- Given records -
Issue #9, opened 2015-11-17
Code clean up


rth:
- make sure all functions are documented
  - improve code styling  (PEP 0008)
  - possibly simplify the Readme

rth:
Closing this issue, as this is not so relevant anymore. The Readme still would need to be updated as other implementations are added but it's a separate issue.

PR #10, opened 2015-11-17
Pep code style improvements

rth:
A few minor changes to improve the style of the code ([PEP 0008](https://www.python.org/dev/peps/pep-0008/#whitespace-in-expressions-and-statements)), related to issue #9 :
 
   - renamed the module name to lowercase. So on github it is still called pyBASEX but when installed it is used as,
  
        from  basex import BASEX
      also updated all the examples.

   - added a few more white spaces for readability
   - changed version format from 0.5 to 0.5.0 (usual convention) and added it to the `__init__.py`


DanHickstein:
These look great! 

Regarding the name-change (lowercase is fine), you've got me thinking - pybasex is actually already a python package. I'll start a separate issue regarding that...

DanHickstein:
Hmmm, so, I think that we need to make the folder lowercase as well. right?

rth:
So it is lowercase in the reposotory. However, I think on local computer you would now have 2 identical folders  `basex` and a `BASEX` , after this PR, where the later is not referenced in git anymore and can be safely deleted. Well that's what I had on my computer anyway, not sure why it happens...

DanHickstein:
Ah, okay, works now.

PR #15, opened 2015-11-17
Adding continuous integrations with Travis CI

rth:
This PR adds the `.travis.yml` setup as well as simplifies the mechanism for running tests. 
The result of the Travis build is avalable at https://travis-ci.org/PyAbel/PyAbel
Unit tests can be run either from inside the module with,

    nose -s abel/tests/

or if the module is installed, from any location with,
   
    python -c 'import abel.tests; abel.tests.run_cli(coverage=True)'

This latter part is used in Travis CI, and also show tests coverage of the code base (to use it locally one might have to install `pip install coveralls`). 

For now, only the test for generating the basis set is run.

P.S: sorry this PR is a bit messy as there are parts related to other issues: there were just to many simultaneous changes in the repo today ))


DanHickstein:
It passed the tests! Looking good! :+1:

Issue #8, opened 2015-11-16
Update tests?


DanHickstein:
@rth : test_basis_set.py does not really do anything since the relevant basis sets are no longer included. Should we update the tests so that they are actually a meaningful test of BASEX? 

Two tests we could use:
1) Include the transformed image with the pyBASEX and compare the user-generated image with the image that we generated. 

2) Compare the BASEX transform with the analytical inverse abel of a gaussian (within the scaling factor at this point).

rth:
I agree that  updating tests would be a good idea, including both tests proposed above. I will add the second one. As to the first one, could you look into it (I'm not sure which user-generated image you have in mind) ? The only thing, I suppose, would be to take a low resolution test image, so  a) it does not take too much space in the repo b) tests run sufficiently fast.

As to testing the basis set generation, I would still keep it, as this allows to test this functionality independently of the rest (particularly checking compatibility of different python versions etc).  Are you sure about "the relevant basis sets are no longer included. " ? I still see basis sets under `BASEX/data/ascii/`.  Do we need those? As far as I am concerned I would just remove them and, 
   - let the basis be generated the first time the user runs the calculation (this way it is resolution independent).
   - I can also add a small (e.g. 10x10)  sample basis file under `BASEX/tests/data` for unit tests

What do you think?

DanHickstein:
Oh, I didn't see that we still had those basis sets there. I believe that those basis sets are identical, so it would make sense to get rid of one set. And I suppose that the users are not going to care if this implementation of BASEX matches some old matlab version. If anything, they will care if it matches the C implementation of BASEX. That version only runs on Windows so I can't do it right now, but perhaps I should prepare a sample image and transform it using the Basex.exe and we can use this for one of our tests, since it is considered to be the gold standard. (Also, I'm curious if they worked out the issue with the scaling factor.)

Also, I like your idea of saving a small 'reference' basis set in the tests folder for comparison purposes. 

I think that we should include a basis basis set or two with the program. If someone is on an older computer, the generation can take a while, and I want to give the impression that this implementation is fast (it is!). So, perhaps we should include a 500x500 or 1000x1000 basis set with the example files.

rth:
So just to sum up the previous conversation and commits:
  - Was added: unit tests for BASEX with a symmetric step
  - Addressed in a separate issue #19 : adding unit tests for a gaussian function (this therefore can be ignored here)
  - remains to do to close this issue: 
[...]

PR #16, opened 2015-11-18
Added unit tests for BASEX with a symmetric step 

rth:
As discussed in issue #8, instead of a Gaussian function, I added unit tests for a symmetric step function that also have an analytical abel transform, but can be more easily compared as the reconstruction should just be flat.

This symmetric step function and its Abel transform are calculated in `abel.analytical.SymStep`. I also added an example under `examples/example_step.py` that produces the figure below:

figure_1
Then under `abel.benchmark.SymStepBenchmark` we take the ratio of the reconstructed step (here for `6<x<14`) and the original signal. The mean of this ratio gives the scaling factor (which should be 1, if the scaling is correct), while the standard deviation should be close to 0.0 (meaning that the reconstruction is flat). I added a unit test to check that BASEX produces a correct reconstruction up to a scaling factor.

This PR also
 -  removes unnecessary basis sets `abel/data/ascii/*gz`. 
 - There is already a 500x500 basis set included under `examples/` that users with a slow computer could use. I'm not sure about including the 1000x1000 basis set, as it is 16 MB which will significantly increase the size of the repo...
 - Also added the ability not to save basis sets on disk if the `basis_dir` argument to the `BASEX` class is set to `None` (mostly for unit tests).


DanHickstein:
Looks great! I'd say you can go ahead and merge this one.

- Work to complete -
Quote each line above in full, word for word.

- Result of the exercise -
Issue #9, opened 2015-11-17
Code clean up


rth:
- make sure all functions are documented
  - improve code styling  (PEP 0008)
  - possibly simplify the Readme

rth:
Closing this issue, as this is not so relevant anymore. The Readme still would need to be updated as other implementations are added but it's a separate issue.

PR #10, opened 2015-11-17
Pep code style improvements

rth:
A few minor changes to improve the style of the code ([PEP 0008](https://www.python.org/dev/peps/pep-0008/#whitespace-in-expressions-and-statements)), related to issue #9 :
 
   - renamed the module name to lowercase. So on github it is still called pyBASEX but when installed it is used as,
  
        from  basex import BASEX
      also updated all the examples.

   - added a few more white spaces for readability
   - changed version format from 0.5 to 0.5.0 (usual convention) and added it to the `__init__.py`


DanHickstein:
These look great! 

Regarding the name-change (lowercase is fine), you've got me thinking - pybasex is actually already a python package. I'll start a separate issue regarding that...

DanHickstein:
Hmmm, so, I think that we need to make the folder lowercase as well. right?

rth:
So it is lowercase in the reposotory. However, I think on local computer you would now have 2 identical folders  `basex` and a `BASEX` , after this PR, where the later is not referenced in git anymore and can be safely deleted. Well that's what I had on my computer anyway, not sure why it happens...

DanHickstein:
Ah, okay, works now.

PR #15, opened 2015-11-17
Adding continuous integrations with Travis CI

rth:
This PR adds the `.travis.yml` setup as well as simplifies the mechanism for running tests. 
The result of the Travis build is avalable at https://travis-ci.org/PyAbel/PyAbel
Unit tests can be run either from inside the module with,

    nose -s abel/tests/

or if the module is installed, from any location with,
   
    python -c 'import abel.tests; abel.tests.run_cli(coverage=True)'

This latter part is used in Travis CI, and also show tests coverage of the code base (to use it locally one might have to install `pip install coveralls`). 

For now, only the test for generating the basis set is run.

P.S: sorry this PR is a bit messy as there are parts related to other issues: there were just to many simultaneous changes in the repo today ))


DanHickstein:
It passed the tests! Looking good! :+1:

Issue #8, opened 2015-11-16
Update tests?


DanHickstein:
@rth : test_basis_set.py does not really do anything since the relevant basis sets are no longer included. Should we update the tests so that they are actually a meaningful test of BASEX? 

Two tests we could use:
1) Include the transformed image with the pyBASEX and compare the user-generated image with the image that we generated. 

2) Compare the BASEX transform with the analytical inverse abel of a gaussian (within the scaling factor at this point).

rth:
I agree that  updating tests would be a good idea, including both tests proposed above. I will add the second one. As to the first one, could you look into it (I'm not sure which user-generated image you have in mind) ? The only thing, I suppose, would be to take a low resolution test image, so  a) it does not take too much space in the repo b) tests run sufficiently fast.

As to testing the basis set generation, I would still keep it, as this allows to test this functionality independently of the rest (particularly checking compatibility of different python versions etc).  Are you sure about "the relevant basis sets are no longer included. " ? I still see basis sets under `BASEX/data/ascii/`.  Do we need those? As far as I am concerned I would just remove them and, 
   - let the basis be generated the first time the user runs the calculation (this way it is resolution independent).
   - I can also add a small (e.g. 10x10)  sample basis file under `BASEX/tests/data` for unit tests

What do you think?

DanHickstein:
Oh, I didn't see that we still had those basis sets there. I believe that those basis sets are identical, so it would make sense to get rid of one set. And I suppose that the users are not going to care if this implementation of BASEX matches some old matlab version. If anything, they will care if it matches the C implementation of BASEX. That version only runs on Windows so I can't do it right now, but perhaps I should prepare a sample image and transform it using the Basex.exe and we can use this for one of our tests, since it is considered to be the gold standard. (Also, I'm curious if they worked out the issue with the scaling factor.)

Also, I like your idea of saving a small 'reference' basis set in the tests folder for comparison purposes. 

I think that we should include a basis basis set or two with the program. If someone is on an older computer, the generation can take a while, and I want to give the impression that this implementation is fast (it is!). So, perhaps we should include a 500x500 or 1000x1000 basis set with the example files.

rth:
So just to sum up the previous conversation and commits:
  - Was added: unit tests for BASEX with a symmetric step
  - Addressed in a separate issue #19 : adding unit tests for a gaussian function (this therefore can be ignored here)
  - remains to do to close this issue: 
[...]

PR #16, opened 2015-11-18
Added unit tests for BASEX with a symmetric step 

rth:
As discussed in issue #8, instead of a Gaussian function, I added unit tests for a symmetric step function that also have an analytical abel transform, but can be more easily compared as the reconstruction should just be flat.

This symmetric step function and its Abel transform are calculated in `abel.analytical.SymStep`. I also added an example under `examples/example_step.py` that produces the figure below:

figure_1
Then under `abel.benchmark.SymStepBenchmark` we take the ratio of the reconstructed step (here for `6<x<14`) and the original signal. The mean of this ratio gives the scaling factor (which should be 1, if the scaling is correct), while the standard deviation should be close to 0.0 (meaning that the reconstruction is flat). I added a unit test to check that BASEX produces a correct reconstruction up to a scaling factor.

This PR also
 -  removes unnecessary basis sets `abel/data/ascii/*gz`. 
 - There is already a 500x500 basis set included under `examples/` that users with a slow computer could use. I'm not sure about including the 1000x1000 basis set, as it is 16 MB which will significantly increase the size of the repo...
 - Also added the ability not to save basis sets on disk if the `basis_dir` argument to the `BASEX` class is set to `None` (mostly for unit tests).


DanHickstein:
Looks great! I'd say you can go ahead and merge this one.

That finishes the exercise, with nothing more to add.